The deputy commander of the Islamic Republic's law enforcement has complained that his forces are "really left single-handed" in policing "moral security" of the Iranian society.
Meanwhile, Isfahan's governor has announced that he intends to award a residential unit to officers and volunteers in charge of "promotion of virtue and prevention of vice."
The term, also known as "enjoining good and forbidding wrong," is a Quranic expression calling the faithful to propagate good deeds and condemn wrong-doing. However, the Quranic term does not say people have the right to "enforce" the recommendation.
The Islamic Revolution Guards Corps (IRGC)-run Tasnim news agency cited the Deputy Commander of Iranian police Brigadier General Qassem Rezaei as saying on Thursday, July 30, the law enforcement forces have been left alone in maintaining moral security of the society.
This claim can be disputed, since many so-called volunteers stop women in the streets and shame them to cover themselves more fully. The state has allowed “pious” Muslims to enforce its dress code. On the other hand, so many women flout the rules that perhaps the existing manpower is not enough to enforce hijab rules.
In a meeting with the representative of the Islamic Republic's Supreme Leader, General Rezaei lambasted other state bodies for not cooperating with the police on that matter, adding, "Nobody is helping the police, save volunteers and the members of Baseej,” (Basij - the IRGC's militia).
Since the downfall of the pro-West Shah Mohammad Reza Pahlavi in 1979, the Islamic Republic has been struggling to force Iranian women to respect what it calls "Islamic dress code."
While Iranian women were free to choose to wear a hijab during the Shah's reign, the Islamic Republic has done its utmost to force them to relent to compulsory hijab. To achieve this this, it has established select units to enforce compulsory hijab and other "Islamic ethics."
The Gasht-e Ershad forces (literally the Guidance Patrol) are currently the principal agency tasked enforcing Iran's Islamic code of conduct in public.
Nevertheless, on many occasions there have been clashes between the patrol officers and the people defending women accused of having a "loose hijab."
In February last year, a group of Iranians attacked a morality police van in Tehran after the Guidance patrol agents detained two young girls for not “properly” covering their heads, local news outlets reported.

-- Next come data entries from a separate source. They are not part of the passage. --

PR #4627, opened 2024-02-25
fix agg split_size parameter, add docs and test

PSeitz:
fix aggregation parameter `split_size` propagation to `segment_size`
improve split_size docs
add split_size parameter test


quickwit/quickwit-search/src/collector.rs
```diff
@@ -611,16 +630,26 @@ impl Collector for QuickwitCollector {
...
-                    )?,
-                ),
-            ),
+            Some(QuickwitAggregations::TantivyAggregations(aggs)) => {
+                let mut aggs = aggs.clone();
+                visit_term_aggregations(&mut aggs, &mut |terms_agg| {
+                    // Forward split_size (also shard_size) parameter to segment_size, as
+                    // this is the same in context of Quickwit
+                    if let Some(split_size) = &terms_agg.split_size {
+                        terms_agg.segment_size = Some(*split_size);
```
fulmicoton, line 639: I don't understand. So we have an argument called `split_size` introduced in tantivy even though the parameter makes no sense there.

And it is unused... So you are adding glue code to actually have us write `split_size` into `segment_size`? 

Can't we just remove the `split_size` property in tantivy and populate the `segment_size` thing directly?

Is this a serialization issue?

PSeitz: `split_size` which aliases to `shard_size` is supposed to set the number of terms that get send from a node to the root node. That part is not handled in tantivy and therefore unused, but would still make sense in the request structure.
Since we have just one segment in Quickwit currently, we can set it to `segment_size`.

We could alias `shard_size` directly to `segment_size`, but that would kind of incorrect.

fulmicoton: Can you think of a better solution?

PSeitz: We could truncate the results to `split_size` before sending the results between nodes, independently of `segment_size`. But I think we can just forward the parameter for now, until we have more insight how `split_size` and `segment_size` should differ.

docs/reference/aggregation.md
```diff
@@ -532,15 +532,22 @@ By default, the top 10 terms with the most documents are returned. Larger values
 
 ###### **split_size**
 
-The get more accurate results, we fetch more than size from each segment/split.
+The get more accurate results, we fetch more than size from each segment/split. Aliases to `shard_size`.
```
fulmicoton, line 535:
```suggestion
The get more accurate results, we fetch more than size from each segment/split.
```

docs/reference/aggregation.md
```diff
@@ -532,15 +532,22 @@ By default, the top 10 terms with the most documents are returned. Larger values
 
 ###### **split_size**
```
fulmicoton, line 533:
```suggestion
###### **shard_size**
```

fulmicoton, line 533:
```suggestion
###### **shard_size**
```

fulmicoton: Maybe we should only call it `shard_size`?

docs/reference/aggregation.md
fulmicoton, line 535:
```suggestion
The get more accurate results, we fetch more than size from each segment/split. 
The parameter is called `shard_size` for opensearch/elasticsearch compatibility reasons, and admits `split_size` as an alias.
```

quickwit/quickwit-search/src/collector.rs
fulmicoton:
```
split_size which aliases to shard_size is supposed to set the number of terms that get send from a node to the root node. That part is not handled in tantivy and therefore unused, but would still make sense in the request structure.
Since we have just one segment in Quickwit currently, we can set it to segment_size.
```

That makes no sense at all.

PSeitz: Sending data between nodes is not handled in tantivy, it's still obviously useful to control that with a parameter.

No idea why would think that is nonsense.

docs/reference/aggregation.md
PSeitz: Yes `split_size` is not a good name. It's supposed to control the amount of data that's sent between nodes, so `node_size` probably? Plus an alias to `shard_size` since it's close enough.

quickwit/rest-api-tests/scenarii/aggregations/0001-aggregations.yaml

The Islamic Republic government's official news agency, IRNA, reported on February 15, 2019, "Officers fired shots in the air to disperse the crowd who tore off one of the patrol's van doors.”
The group prevented the officers from driving the women away, IRNA added citing an unnamed law enforcement official. According to the police source, the standoff ended when the girls were released from the van.
Video of the incident showed people honking their car horns in apparent protest. A man is heard shouting, "Let them go!" as a group of people surrounds the van. The sound of gunshots is then heard.
Meanwhile, the Governor of Isfahan, Abbas Rezaei, has announced that he intends to present 24 residential units to those in charge of "enjoining good and forbidding wrong," provided they did not already own a house.
This will simply encourage individuals to harass women on the streets and report on them to perhaps qualify for a free house.
Out of choice or reluctance, all Iranian women wear hijab by law. Still, many resent the regulations related to completely they cover their heads and bodies. For the past four decades, Iranian women have been struggling to assert their freedom regarding hijab.
"It's not only a question of wearing a headscarf. The question is also thousands of overt and undercover morality-police forces who ambush everywhere to catch you if your scarf is a little bit slipped away from your hairline," said a young lady from Tehran.